Unlike Israel, which regularly settled Jews in Arab-majority areas over seven decades, Article 370 of India’s Constitution actively prohibited “outsiders” from purchasing land in Jammu and Kashmir and settling in that state until it was abrogated in 2019.

If anything, the flight of Kashmiri Hindus and Sikhs after 1990 reflected Pakistan’s attempt to alter the demographic balance of the state via its proxies – a move similar to Israel’s efforts at regularly evicting Palestinian Muslims and Christians from their historic homelands across West Bank and Gaza.

Parallels are being drawn between the atrocities inflicted by Hamas on October 23, 2023, and the slaughter of tourists by The Resistance Front in Pahalgam. This parallel is, again erroneous given their different contexts, identities and relative support received for their actions.

While violence is always reprehensible, the attack by Hamas – which has been designated as a terrorist group by several countries – was reported to have been widely celebrated in Gaza. Many Palestinians viewed its strike in Israel as a legitimate act of resistance to occupation.
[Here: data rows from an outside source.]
PR #1001, opened 2022-04-01
move hero image into its own file

mmmmmmaya:
### Summary
- **What:** Move home page hero svg into its own file.
- **Why:** Rebrand cleanup
- **Ticket:** [[sc-187987]](https://app.shortcut.com/genepi/story/187987)
- **Env:** https://heroimg-frontend.dev.czgenepi.org/

### Demos
No visual changes.

### Notes
The reason this change is so complicated is because we use `svgr` to bring svg into react, and that loader makes use of the default `svgo` [config](https://github.com/svg/svgo#built-in-plugins). The default has two configuration options that were getting in the way of what we were trying to do (just load the SVG directly instead of having it inline). 

First, it tries to be smart and minify/otherwise shrink down the size of your files for you. One way it does this is by [removing hidden elements](https://github.com/svg/svgo/blob/main/plugins/removeHiddenElems.js#L51) (defined in a variety of ways, including `opacity: 0;`). Since the main groups for the animation were all set to `opacity: 0;` by default, webpack decided to remove those groups altogether before bundling the image.

Second, since you can have multiple svg on a page, svgo tries to modify every #id on every svg to something more specific than what is actually defined in the file. It normally does this by [pre-pending some part of the path or file name](https://github.com/svg/svgo/blob/main/plugins/prefixIds.js) to the specified id. This got in the way of styles being applied appropriately since the styling relied on the ids, which webpack modified.

I did not want to disable these rules wholesale because they have obvious value in the majority of our use cases (read: all of them besides this one, so far). So I added an extra rule which only applies to this hero file to modify the way those plugins work.

### Checklist
- [x] I merged latest `trunk`
- [x] I added labels to my PR


vincent-czi (approved):
Nice work! Great sleuthing, and great explanation of what's going on!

Hamas was seen to be responding to the decades-long occupation of Palestinian lands, systematic dispossession of its people and everyday forms of policing and violence inflicted by the Israeli state.

Ironically, Hamas were the elected representatives of Gaza’s population for years, propped up, as it happens, by the Israeli state as a counterfoil to the secular-minded Palestine Liberation Organisation.

By contrast, The Resistance Front terrorist group has minimal support from the people of Kashmir. Far from celebrating the cold-blooded murder of tourists, Kashmiris mourned alongside other Indians and stoutly resisted attempts by the hawkish Indian media to foment religious and ethnic discord.

The two events are not comparable.

False parallels

The governments of India and Israel have cosied up to each other in recent years. There is much that brings them together – not least the spectre of Islamic terrorism to which both have been subject. India’s efforts at courting the Islamic world have not always been reciprocated. The defence and security partnership between New Delhi and Tel Aviv has only deepened, for good reason, since the 2008 Mumbai attacks.

However, the newfound bonhomie between the two nations should not cloud our judgments about their fundamentally contrasting histories, politics and social structures.

Indrajit Roy is Professor-Global Development Politics at the University of York’s Department of Politics.